SOURCE DATA »
•••••
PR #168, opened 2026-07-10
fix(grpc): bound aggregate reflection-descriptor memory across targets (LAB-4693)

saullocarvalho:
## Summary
•••••
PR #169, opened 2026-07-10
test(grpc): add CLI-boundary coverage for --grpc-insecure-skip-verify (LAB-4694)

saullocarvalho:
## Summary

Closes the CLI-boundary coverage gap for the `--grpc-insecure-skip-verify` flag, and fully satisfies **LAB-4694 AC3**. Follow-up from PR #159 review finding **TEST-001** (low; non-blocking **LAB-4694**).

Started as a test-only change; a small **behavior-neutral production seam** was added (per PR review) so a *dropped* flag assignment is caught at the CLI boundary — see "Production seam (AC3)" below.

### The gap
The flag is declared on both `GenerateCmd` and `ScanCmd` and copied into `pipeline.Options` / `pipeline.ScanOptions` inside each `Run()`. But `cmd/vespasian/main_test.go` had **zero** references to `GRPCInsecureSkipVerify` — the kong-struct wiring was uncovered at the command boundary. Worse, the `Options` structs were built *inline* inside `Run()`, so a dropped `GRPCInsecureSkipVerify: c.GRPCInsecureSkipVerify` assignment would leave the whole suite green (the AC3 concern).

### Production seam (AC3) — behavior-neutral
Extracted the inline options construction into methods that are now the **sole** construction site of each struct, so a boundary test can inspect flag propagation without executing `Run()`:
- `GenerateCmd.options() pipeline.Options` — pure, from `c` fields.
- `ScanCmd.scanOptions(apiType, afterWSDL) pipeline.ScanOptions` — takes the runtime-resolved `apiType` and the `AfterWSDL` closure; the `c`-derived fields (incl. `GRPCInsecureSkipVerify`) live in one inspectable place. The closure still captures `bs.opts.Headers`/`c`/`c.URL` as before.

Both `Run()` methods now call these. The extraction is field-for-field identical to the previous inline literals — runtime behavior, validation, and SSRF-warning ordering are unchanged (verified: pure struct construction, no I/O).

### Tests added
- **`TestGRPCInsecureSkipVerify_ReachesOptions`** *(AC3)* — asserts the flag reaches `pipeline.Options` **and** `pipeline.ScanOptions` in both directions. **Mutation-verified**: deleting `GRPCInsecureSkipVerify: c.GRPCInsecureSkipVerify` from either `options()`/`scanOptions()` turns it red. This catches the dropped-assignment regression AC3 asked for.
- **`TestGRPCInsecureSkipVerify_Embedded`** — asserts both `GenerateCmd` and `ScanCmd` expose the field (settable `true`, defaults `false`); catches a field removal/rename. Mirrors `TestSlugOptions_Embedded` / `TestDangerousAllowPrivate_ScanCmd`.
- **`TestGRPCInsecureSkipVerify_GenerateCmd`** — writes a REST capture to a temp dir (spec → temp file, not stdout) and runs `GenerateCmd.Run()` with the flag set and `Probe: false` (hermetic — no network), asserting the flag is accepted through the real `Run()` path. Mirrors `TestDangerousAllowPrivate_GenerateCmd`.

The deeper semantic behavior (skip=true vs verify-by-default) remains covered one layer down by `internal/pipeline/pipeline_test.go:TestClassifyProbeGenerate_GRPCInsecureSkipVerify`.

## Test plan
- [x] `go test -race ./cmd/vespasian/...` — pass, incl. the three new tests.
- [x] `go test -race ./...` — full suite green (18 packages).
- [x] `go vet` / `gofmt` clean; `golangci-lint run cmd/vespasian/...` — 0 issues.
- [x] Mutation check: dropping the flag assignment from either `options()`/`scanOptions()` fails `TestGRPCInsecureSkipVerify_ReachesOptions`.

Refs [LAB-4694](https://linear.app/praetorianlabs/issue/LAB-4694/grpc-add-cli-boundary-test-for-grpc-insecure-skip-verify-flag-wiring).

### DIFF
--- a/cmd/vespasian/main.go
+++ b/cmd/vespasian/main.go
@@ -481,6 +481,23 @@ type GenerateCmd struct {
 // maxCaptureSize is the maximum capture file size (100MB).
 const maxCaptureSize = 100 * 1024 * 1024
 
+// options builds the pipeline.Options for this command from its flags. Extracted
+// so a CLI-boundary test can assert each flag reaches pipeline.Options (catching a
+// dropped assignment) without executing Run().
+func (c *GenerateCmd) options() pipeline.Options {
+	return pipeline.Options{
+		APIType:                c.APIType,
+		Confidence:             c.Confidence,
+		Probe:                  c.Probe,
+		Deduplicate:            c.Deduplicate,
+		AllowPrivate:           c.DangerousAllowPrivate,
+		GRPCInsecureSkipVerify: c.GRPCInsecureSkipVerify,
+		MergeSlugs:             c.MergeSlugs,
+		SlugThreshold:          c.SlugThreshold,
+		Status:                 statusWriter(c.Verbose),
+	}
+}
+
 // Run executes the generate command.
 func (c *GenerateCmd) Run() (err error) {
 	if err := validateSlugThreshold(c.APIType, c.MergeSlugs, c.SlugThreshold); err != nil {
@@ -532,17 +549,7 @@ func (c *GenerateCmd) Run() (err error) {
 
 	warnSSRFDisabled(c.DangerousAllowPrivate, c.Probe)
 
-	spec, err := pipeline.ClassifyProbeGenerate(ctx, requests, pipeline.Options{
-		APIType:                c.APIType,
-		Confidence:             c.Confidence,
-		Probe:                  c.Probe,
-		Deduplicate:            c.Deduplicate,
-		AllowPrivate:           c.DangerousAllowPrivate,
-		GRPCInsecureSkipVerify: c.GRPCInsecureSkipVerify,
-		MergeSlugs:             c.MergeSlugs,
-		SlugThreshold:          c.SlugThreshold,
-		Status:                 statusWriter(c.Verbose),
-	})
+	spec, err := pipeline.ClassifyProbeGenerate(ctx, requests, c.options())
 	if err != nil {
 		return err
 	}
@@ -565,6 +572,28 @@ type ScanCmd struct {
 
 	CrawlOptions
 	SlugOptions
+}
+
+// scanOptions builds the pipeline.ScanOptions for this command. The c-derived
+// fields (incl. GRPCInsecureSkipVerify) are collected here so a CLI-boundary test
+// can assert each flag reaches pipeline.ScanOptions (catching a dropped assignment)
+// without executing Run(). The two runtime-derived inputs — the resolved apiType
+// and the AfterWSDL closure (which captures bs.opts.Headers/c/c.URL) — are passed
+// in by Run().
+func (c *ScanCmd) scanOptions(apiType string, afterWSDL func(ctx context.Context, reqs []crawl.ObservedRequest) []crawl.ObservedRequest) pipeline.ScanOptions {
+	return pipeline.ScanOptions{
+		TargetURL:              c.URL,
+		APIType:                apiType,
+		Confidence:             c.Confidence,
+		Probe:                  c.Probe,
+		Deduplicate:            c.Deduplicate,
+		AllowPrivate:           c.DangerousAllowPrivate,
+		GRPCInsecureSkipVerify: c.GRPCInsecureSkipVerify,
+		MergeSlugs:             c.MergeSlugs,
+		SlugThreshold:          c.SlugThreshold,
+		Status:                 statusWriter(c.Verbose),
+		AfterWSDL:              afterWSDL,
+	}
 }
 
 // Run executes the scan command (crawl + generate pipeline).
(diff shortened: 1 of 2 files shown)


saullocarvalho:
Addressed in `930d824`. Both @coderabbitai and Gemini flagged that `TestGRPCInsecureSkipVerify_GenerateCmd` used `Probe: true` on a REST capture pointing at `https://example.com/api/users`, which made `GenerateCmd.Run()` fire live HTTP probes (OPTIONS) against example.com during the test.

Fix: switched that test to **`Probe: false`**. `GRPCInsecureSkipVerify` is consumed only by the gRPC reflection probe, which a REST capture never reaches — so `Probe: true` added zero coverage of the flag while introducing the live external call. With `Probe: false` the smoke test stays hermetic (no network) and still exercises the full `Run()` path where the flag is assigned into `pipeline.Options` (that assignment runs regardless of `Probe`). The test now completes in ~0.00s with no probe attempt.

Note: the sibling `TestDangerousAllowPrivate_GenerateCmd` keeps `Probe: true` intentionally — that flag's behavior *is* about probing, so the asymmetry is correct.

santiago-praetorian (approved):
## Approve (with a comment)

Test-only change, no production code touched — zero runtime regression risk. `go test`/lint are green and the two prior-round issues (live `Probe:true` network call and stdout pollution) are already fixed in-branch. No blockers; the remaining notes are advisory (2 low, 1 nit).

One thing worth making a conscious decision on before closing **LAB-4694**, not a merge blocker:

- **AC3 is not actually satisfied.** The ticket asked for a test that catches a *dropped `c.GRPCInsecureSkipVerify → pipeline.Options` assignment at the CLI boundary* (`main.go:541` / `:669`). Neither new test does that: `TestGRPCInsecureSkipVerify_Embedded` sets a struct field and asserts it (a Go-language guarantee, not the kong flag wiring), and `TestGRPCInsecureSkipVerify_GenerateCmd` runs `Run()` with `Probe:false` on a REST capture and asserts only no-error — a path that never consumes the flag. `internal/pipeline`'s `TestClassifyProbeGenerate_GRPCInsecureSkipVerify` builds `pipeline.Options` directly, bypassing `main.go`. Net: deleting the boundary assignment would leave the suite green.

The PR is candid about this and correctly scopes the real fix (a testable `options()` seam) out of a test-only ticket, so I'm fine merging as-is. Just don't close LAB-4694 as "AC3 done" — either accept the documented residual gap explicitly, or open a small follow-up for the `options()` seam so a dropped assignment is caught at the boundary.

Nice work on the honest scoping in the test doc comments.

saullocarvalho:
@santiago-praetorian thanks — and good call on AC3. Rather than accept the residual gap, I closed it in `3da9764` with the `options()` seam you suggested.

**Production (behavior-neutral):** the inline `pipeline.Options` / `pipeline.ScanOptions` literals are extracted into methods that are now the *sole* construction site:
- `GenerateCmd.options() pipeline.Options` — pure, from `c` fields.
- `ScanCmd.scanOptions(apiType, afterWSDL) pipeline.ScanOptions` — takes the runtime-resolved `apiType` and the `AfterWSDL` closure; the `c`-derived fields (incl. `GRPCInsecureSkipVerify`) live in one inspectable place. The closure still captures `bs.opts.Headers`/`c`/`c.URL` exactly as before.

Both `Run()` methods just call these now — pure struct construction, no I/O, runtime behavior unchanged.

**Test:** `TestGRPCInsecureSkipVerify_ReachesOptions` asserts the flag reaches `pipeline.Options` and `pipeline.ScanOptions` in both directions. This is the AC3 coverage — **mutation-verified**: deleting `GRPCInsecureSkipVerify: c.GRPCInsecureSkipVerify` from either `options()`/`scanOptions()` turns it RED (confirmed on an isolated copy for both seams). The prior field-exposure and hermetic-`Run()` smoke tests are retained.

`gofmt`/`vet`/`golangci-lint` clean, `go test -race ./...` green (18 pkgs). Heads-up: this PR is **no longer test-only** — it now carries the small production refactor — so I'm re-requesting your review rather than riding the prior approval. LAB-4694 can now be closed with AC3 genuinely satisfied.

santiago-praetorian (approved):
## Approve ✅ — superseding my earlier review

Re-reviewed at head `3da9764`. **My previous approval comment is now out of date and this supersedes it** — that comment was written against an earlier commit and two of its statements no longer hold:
•••••
WORK ITEM » Reproduce the lines of the entries above from the one with "the resolved apiType" to the one with "during the test.", both included, exactly and without any other line.

RESPONSE TO THE EXERCISE »
+// without executing Run(). The two runtime-derived inputs — the resolved apiType
+// and the AfterWSDL closure (which captures bs.opts.Headers/c/c.URL) — are passed
+// in by Run().
+func (c *ScanCmd) scanOptions(apiType string, afterWSDL func(ctx context.Context, reqs []crawl.ObservedRequest) []crawl.ObservedRequest) pipeline.ScanOptions {
+	return pipeline.ScanOptions{
+		TargetURL:              c.URL,
+		APIType:                apiType,
+		Confidence:             c.Confidence,
+		Probe:                  c.Probe,
+		Deduplicate:            c.Deduplicate,
+		AllowPrivate:           c.DangerousAllowPrivate,
+		GRPCInsecureSkipVerify: c.GRPCInsecureSkipVerify,
+		MergeSlugs:             c.MergeSlugs,
+		SlugThreshold:          c.SlugThreshold,
+		Status:                 statusWriter(c.Verbose),
+		AfterWSDL:              afterWSDL,
+	}
 }
 
 // Run executes the scan command (crawl + generate pipeline).
(diff shortened: 1 of 2 files shown)


saullocarvalho:
Addressed in `930d824`. Both @coderabbitai and Gemini flagged that `TestGRPCInsecureSkipVerify_GenerateCmd` used `Probe: true` on a REST capture pointing at `https://example.com/api/users`, which made `GenerateCmd.Run()` fire live HTTP probes (OPTIONS) against example.com during the test.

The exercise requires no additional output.